Thin wrapper around subst_vars_impl() that optionally merges the current process environment into the substitution table before expansion. Environment variables take lower priority than explicit entries in var_values.

Parameters:
  • props (str, dict, list, or other) – Configuration object to expand in-place.

  • var_values (dict, optional) – Explicit variable-name → value mapping. Takes precedence over environment variables.

  • use_env (bool) – When True the current environment (os.environ) is merged into the substitution table. Defaults to False.

  • ignore_missing (bool) – Passed through to subst_vars_impl(). Defaults to False.

Returns:

str, dict, list, or otherprops with all recognisable $VAR placeholders expanded.

legenddataflowscripts.workflow.utils.subst_vars_impl(x, var_values, ignore_missing=False)

Recursively substitute $VAR placeholders in a nested structure.

Traverses x depth-first. Any string value containing $ is treated as a string.Template and expanded using var_values.

Parameters:
  • x (str, dict, list, or other) – The value to process. Strings are returned with substitutions applied; dicts and lists are traversed and modified in place. All other types are returned unchanged.

  • var_values (dict) – Mapping of variable names to substitution values.

  • ignore_missing (bool) – When True unknown placeholders are left as-is (uses string.Template.safe_substitute()). When False (default) an unknown placeholder raises KeyError.

Returns:

str, dict, list, or otherx with all $VAR placeholders replaced.

legenddataflowscripts.workflow.utils.subst_vars_in_snakemake_config(workflow, config)

Expand $VAR placeholders in a Snakemake workflow configuration dict.

Reads the path of the first Snakemake config file, sets $_ to its parent directory, and calls subst_vars() on config with environment variable expansion enabled.
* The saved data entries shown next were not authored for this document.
PR #464, opened 2019-03-12
Enable profile search

### LINKED ISSUE #453: Enable search of Profiles
Pulse now has 100+ fellows and 2000 profiles overall and 500 that include at least one social link. Useful stuff! Let's make it more useful by enabling search for profiles. 

To keep things simple, we can keep this search separate from project search. We will figure out a simple way for users to toggle between them. 

 - Search fields: `custom_name, affiliation, user_bio, user_bio_long, location`
 - Useful filter field: `profile_type_id`
 - Return by `id desc`

gideonthomas:
Fix #453

Adds v3 for the API so that we can optimize what's returned in the list profile route.

Relevant test:
Run `/api/pulse/v3/profiles/?search=` and search by their name, user bio, affiliation, or location. Make sure that it runs only 3 queries.

### DIFF
--- a/README.md
+++ b/README.md
@@ -49,6 +49,7 @@ To maintain legacy support, if the version is not specified in the url, we defau
 
 ## Supported API Versions
 
+- Version 3 - `/api/pulse/v3/` and `/v3/`
 - Version 2 - `/api/pulse/v2/` and `/v2/`
 - Version 1 - `/api/pulse/v1/` and `/v1/`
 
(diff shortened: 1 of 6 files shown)


alanmoo:
No rush to review this

xmatthewx:
Does this have a limit set? Seems like an empty `search=` yields a long list. 

What's the default sort? It doesn't seem to be `id`. Probably best as `id desc`. 

I can file a new issue, just wanted to make sure I wasn't making incorrect assumptions.

gideonthomas:
Good flags.

> Does this have a limit set? Seems like an empty search= yields a long list.

No limit, the list being long isn't going to be a performance issue. But, I think on the front-end, we shouldn't load all of it at once because loading several images at once will slow down the page. To make it easier for pagination on the front-end, I can also paginate this API -- would you be able to file a new ticket for that?

> What's the default sort? It doesn't seem to be id. Probably best as id desc.

No sorting, we can add id sorting without a performance hit I think. Would you be able to add that to the same ticket I mention above?

PR #469, opened 2019-03-29
Add pagination to v3 of profile list

### LINKED ISSUE #466: Add pagination to profile search
Let's add a limit and pagination to new profile search feature (discussed in https://github.com/mozilla/network-pulse-api/pull/464#issuecomment-476886273). 25 seems like a reasonable number, but feel free to match what we've used for entries. 

While in there, let's set default sorting to `id desc`.

gideonthomas:
Fix #466 

Adds pagination to profile listing for `v3` and above.

To Test:
- Test out v3 of the API for `/profiles/?name=` and make sure that the results are paginated and the order of the profiles returned are in descending order of `id`.
- Test out v2 of the API for `/profiles/?name=` and make sure that the results aren't paginated but the order of the profiles returned are in descending order of `id`.

### DIFF
--- a/README.md
+++ b/README.md
@@ -531,7 +531,7 @@ Depending on the API version specified, the `related_creator` object schema will
 
 ### `GET /api/pulse/profiles/?...` with filter arguments, and optional `format=json`
 
-Returns a list of user profile objects each with the following schema:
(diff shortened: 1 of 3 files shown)


alanmoo:
@cadecairos or @patjouk when one of you has a chance, can you give this a review?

Afterwards the execenv key is resolved to the entry matching config["system"] (falling back to "bare").

This function is typically called at the top of a Snakefile:

from legenddataflowscripts.workflow import subst_vars_in_snakemake_config

subst_vars_in_snakemake_config(workflow, config)
Parameters:
  • workflow (snakemake.workflow.Workflow) – Active Snakemake workflow object (provides access to config file paths).

  • config (dict) – Snakemake configuration dictionary to expand in-place.

Raises:

RuntimeError – If no config file has been passed to Snakemake (workflow.overwrite_configfiles is empty).